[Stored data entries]

>>>>>

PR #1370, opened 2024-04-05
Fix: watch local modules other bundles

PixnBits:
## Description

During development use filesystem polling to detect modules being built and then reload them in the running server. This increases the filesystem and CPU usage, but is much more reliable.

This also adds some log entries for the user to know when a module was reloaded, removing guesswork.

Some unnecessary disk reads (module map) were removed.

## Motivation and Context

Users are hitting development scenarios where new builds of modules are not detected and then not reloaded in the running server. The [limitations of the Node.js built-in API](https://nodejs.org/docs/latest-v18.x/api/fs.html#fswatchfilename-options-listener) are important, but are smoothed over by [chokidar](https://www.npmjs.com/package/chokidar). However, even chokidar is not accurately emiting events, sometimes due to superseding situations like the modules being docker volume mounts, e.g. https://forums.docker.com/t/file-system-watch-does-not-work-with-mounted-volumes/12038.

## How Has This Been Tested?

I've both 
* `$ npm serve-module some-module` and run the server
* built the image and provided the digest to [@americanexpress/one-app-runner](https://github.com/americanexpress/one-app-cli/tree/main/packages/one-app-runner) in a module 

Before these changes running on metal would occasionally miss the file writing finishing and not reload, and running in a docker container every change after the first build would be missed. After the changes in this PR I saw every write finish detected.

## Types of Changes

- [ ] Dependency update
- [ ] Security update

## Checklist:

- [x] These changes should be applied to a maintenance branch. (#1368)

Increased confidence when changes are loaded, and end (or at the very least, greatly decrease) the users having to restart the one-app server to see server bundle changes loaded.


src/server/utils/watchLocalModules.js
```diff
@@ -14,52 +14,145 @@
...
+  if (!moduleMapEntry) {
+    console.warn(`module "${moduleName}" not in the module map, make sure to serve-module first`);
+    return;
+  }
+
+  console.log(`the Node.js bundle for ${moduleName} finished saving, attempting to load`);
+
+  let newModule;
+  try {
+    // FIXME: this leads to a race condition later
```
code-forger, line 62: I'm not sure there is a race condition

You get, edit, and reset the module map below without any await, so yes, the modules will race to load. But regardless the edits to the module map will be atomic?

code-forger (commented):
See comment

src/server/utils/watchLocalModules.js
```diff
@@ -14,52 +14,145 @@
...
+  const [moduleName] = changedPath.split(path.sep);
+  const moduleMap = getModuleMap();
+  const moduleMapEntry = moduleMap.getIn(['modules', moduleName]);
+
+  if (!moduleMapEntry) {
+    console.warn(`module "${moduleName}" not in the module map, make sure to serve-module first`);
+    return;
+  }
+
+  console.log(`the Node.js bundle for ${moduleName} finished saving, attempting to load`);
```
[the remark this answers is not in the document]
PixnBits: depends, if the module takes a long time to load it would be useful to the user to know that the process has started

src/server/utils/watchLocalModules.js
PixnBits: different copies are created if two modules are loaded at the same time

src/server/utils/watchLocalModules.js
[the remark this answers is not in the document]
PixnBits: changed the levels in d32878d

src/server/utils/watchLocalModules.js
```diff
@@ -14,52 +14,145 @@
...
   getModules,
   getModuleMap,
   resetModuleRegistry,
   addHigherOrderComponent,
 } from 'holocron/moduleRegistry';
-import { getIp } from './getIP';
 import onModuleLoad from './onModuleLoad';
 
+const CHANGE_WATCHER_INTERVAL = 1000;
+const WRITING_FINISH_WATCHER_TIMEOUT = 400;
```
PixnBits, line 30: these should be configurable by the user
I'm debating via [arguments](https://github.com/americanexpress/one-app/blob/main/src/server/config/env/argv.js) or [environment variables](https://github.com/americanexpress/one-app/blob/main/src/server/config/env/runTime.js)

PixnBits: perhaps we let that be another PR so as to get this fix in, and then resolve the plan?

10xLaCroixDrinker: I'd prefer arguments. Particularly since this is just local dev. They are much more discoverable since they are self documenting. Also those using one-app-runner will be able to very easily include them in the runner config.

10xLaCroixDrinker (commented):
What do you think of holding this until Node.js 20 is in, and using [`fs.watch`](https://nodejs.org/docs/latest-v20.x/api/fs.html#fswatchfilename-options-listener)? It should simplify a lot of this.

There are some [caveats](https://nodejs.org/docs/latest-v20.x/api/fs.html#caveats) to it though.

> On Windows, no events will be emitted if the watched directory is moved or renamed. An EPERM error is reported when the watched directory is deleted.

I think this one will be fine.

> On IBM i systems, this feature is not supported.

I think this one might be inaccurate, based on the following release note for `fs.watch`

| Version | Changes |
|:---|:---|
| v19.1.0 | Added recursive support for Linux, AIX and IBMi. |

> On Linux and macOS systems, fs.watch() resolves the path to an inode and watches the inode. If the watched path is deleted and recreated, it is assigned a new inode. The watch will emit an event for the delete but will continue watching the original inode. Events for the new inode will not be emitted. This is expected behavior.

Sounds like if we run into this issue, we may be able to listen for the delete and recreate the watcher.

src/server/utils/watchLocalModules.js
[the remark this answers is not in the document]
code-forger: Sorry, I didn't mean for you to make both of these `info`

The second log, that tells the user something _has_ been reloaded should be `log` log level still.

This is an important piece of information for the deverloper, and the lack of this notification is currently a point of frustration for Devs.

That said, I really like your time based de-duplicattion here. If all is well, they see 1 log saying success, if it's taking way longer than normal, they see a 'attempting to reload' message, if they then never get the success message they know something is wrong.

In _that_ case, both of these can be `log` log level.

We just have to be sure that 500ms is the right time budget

<<<<<
>>>>>

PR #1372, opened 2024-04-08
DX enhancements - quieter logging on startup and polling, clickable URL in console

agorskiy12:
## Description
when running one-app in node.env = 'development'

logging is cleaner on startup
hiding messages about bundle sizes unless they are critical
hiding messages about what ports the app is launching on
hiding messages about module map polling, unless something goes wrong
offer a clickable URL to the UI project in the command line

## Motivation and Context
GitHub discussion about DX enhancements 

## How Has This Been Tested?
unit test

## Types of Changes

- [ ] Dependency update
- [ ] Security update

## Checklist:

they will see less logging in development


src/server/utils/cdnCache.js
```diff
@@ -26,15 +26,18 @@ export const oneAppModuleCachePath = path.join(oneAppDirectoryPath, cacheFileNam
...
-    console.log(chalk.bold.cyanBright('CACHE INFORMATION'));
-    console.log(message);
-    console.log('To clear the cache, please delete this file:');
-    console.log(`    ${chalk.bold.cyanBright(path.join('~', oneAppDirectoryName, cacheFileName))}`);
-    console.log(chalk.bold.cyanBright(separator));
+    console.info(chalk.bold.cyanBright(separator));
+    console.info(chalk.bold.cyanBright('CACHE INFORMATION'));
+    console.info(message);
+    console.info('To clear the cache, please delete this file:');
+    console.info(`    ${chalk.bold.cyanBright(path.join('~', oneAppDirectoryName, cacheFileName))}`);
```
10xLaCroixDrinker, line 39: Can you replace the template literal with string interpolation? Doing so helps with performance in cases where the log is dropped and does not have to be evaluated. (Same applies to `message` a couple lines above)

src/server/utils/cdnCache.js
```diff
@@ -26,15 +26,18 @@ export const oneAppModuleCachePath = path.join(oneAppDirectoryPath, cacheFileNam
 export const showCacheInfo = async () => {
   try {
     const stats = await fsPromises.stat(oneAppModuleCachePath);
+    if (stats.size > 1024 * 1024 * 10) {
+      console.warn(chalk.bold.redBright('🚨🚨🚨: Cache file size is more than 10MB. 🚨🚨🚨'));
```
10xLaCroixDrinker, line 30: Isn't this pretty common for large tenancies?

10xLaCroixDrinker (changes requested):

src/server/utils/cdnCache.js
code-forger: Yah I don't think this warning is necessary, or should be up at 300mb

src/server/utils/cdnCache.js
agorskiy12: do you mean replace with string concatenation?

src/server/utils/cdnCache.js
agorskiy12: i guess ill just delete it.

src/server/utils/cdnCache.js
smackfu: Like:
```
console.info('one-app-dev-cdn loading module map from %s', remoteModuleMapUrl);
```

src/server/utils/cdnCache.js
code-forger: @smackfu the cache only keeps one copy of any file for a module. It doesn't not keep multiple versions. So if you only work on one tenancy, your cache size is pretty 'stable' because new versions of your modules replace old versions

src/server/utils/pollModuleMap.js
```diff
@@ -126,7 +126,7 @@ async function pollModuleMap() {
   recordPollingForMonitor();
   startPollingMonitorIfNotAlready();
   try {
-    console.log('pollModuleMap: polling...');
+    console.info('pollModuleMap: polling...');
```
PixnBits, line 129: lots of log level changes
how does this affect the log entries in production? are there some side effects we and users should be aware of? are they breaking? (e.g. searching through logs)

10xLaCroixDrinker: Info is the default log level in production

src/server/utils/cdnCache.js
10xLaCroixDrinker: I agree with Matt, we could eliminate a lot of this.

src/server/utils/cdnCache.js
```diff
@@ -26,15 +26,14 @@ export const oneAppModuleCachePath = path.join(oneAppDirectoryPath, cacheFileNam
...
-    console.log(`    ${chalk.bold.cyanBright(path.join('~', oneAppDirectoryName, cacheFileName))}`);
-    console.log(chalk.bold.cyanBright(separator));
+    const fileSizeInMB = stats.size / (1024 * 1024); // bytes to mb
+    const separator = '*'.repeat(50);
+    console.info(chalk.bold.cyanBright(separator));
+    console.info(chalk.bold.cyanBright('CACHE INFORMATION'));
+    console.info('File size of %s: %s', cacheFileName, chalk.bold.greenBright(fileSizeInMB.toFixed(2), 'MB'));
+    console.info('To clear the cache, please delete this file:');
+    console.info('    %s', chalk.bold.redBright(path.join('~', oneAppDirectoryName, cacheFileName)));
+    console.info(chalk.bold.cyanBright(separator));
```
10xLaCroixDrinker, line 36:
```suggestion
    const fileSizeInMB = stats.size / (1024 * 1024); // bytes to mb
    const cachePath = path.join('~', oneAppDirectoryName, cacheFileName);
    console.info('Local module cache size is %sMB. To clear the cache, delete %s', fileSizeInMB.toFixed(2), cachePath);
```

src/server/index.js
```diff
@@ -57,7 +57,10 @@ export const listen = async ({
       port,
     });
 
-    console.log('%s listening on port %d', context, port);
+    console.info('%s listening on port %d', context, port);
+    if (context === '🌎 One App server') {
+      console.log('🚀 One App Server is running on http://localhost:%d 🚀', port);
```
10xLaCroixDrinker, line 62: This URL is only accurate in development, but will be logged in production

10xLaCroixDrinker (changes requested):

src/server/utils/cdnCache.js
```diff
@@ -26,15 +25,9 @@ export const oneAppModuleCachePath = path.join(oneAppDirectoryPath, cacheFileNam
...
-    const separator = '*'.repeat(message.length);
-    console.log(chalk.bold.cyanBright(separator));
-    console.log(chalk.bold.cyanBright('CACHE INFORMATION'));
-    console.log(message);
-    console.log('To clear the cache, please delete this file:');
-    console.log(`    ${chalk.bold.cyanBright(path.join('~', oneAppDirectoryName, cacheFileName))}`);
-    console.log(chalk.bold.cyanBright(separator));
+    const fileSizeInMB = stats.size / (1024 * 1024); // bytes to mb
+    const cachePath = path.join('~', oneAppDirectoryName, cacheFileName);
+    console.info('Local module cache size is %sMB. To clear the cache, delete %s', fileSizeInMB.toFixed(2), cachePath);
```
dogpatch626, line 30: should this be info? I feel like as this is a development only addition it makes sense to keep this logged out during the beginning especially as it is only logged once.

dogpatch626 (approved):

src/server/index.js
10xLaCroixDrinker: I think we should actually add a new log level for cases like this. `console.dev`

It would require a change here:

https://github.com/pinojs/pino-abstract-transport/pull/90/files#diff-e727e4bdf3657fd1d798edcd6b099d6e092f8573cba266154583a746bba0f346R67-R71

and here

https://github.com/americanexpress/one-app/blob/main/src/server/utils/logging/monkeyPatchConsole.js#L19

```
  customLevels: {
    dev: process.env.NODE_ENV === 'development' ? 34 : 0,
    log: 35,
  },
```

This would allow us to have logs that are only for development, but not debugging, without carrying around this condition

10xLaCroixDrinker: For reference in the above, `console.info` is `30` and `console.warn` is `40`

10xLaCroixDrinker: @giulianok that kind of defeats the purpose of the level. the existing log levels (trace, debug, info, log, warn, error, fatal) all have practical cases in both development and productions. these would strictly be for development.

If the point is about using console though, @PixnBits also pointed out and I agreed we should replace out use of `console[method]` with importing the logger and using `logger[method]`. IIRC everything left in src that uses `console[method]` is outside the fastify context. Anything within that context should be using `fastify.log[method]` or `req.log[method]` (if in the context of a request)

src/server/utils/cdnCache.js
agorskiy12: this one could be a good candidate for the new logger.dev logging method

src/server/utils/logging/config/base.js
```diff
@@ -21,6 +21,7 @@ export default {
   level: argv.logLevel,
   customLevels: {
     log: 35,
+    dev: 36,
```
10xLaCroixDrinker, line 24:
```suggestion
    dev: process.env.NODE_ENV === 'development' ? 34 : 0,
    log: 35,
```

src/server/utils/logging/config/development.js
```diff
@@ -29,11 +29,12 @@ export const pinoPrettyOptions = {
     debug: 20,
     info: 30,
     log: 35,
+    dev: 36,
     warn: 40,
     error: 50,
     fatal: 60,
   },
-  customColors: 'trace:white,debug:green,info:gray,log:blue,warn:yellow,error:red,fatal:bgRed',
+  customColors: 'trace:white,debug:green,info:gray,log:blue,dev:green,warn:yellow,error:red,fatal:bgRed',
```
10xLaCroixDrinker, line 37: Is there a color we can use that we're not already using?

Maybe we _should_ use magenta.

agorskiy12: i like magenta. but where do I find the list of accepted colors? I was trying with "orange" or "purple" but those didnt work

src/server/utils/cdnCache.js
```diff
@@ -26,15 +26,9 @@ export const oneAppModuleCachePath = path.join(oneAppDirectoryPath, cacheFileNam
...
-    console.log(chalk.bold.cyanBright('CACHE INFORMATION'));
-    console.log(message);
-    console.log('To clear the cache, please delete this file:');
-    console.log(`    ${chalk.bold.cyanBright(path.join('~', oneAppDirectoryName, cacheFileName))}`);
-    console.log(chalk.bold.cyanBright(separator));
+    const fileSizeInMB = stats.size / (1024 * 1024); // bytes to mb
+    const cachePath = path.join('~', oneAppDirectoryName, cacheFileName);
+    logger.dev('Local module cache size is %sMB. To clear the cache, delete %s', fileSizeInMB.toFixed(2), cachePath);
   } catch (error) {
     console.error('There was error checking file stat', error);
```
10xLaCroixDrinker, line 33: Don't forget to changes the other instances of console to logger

<<<<<
>>>>>

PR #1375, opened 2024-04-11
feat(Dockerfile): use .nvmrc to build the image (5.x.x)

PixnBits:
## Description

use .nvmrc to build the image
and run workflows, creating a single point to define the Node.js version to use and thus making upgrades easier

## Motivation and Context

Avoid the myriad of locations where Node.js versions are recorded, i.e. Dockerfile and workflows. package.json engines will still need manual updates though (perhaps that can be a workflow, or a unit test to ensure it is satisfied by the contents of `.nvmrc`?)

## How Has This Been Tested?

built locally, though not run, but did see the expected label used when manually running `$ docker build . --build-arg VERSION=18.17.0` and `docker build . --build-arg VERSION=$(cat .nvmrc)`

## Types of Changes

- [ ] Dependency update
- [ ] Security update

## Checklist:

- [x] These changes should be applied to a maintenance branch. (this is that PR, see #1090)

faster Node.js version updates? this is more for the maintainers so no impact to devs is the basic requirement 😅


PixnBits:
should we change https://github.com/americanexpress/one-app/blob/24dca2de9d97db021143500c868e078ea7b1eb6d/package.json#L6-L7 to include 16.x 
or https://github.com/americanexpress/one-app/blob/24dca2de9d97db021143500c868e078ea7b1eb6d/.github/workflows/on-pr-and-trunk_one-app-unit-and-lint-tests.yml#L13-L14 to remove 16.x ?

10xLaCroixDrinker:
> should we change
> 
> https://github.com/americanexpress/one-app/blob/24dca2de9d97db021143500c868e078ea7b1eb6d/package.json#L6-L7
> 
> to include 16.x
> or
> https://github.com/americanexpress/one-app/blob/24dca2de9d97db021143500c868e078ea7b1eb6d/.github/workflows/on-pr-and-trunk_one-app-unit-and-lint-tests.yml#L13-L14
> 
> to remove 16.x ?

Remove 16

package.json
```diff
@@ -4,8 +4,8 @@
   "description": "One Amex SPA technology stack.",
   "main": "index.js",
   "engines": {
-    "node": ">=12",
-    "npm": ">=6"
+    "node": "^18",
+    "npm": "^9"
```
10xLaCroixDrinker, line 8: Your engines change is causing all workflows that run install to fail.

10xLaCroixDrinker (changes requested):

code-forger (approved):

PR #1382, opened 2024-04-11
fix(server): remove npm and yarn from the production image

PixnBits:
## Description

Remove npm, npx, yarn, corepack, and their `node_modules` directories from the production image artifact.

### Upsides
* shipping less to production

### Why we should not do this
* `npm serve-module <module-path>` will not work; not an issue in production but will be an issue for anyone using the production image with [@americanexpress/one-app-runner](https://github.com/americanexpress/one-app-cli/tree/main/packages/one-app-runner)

<<<<<

Exercise details:
Please copy, exactly and with nothing else, the lines above beginning at the line that has "PR #1370, opened 2024-04-05" and ending with the line that has "run the server".

Exercise solution:
PR #1370, opened 2024-04-05
Fix: watch local modules other bundles

PixnBits:
## Description

During development use filesystem polling to detect modules being built and then reload them in the running server. This increases the filesystem and CPU usage, but is much more reliable.

This also adds some log entries for the user to know when a module was reloaded, removing guesswork.

Some unnecessary disk reads (module map) were removed.

## Motivation and Context

Users are hitting development scenarios where new builds of modules are not detected and then not reloaded in the running server. The [limitations of the Node.js built-in API](https://nodejs.org/docs/latest-v18.x/api/fs.html#fswatchfilename-options-listener) are important, but are smoothed over by [chokidar](https://www.npmjs.com/package/chokidar). However, even chokidar is not accurately emiting events, sometimes due to superseding situations like the modules being docker volume mounts, e.g. https://forums.docker.com/t/file-system-watch-does-not-work-with-mounted-volumes/12038.

## How Has This Been Tested?

I've both 
* `$ npm serve-module some-module` and run the server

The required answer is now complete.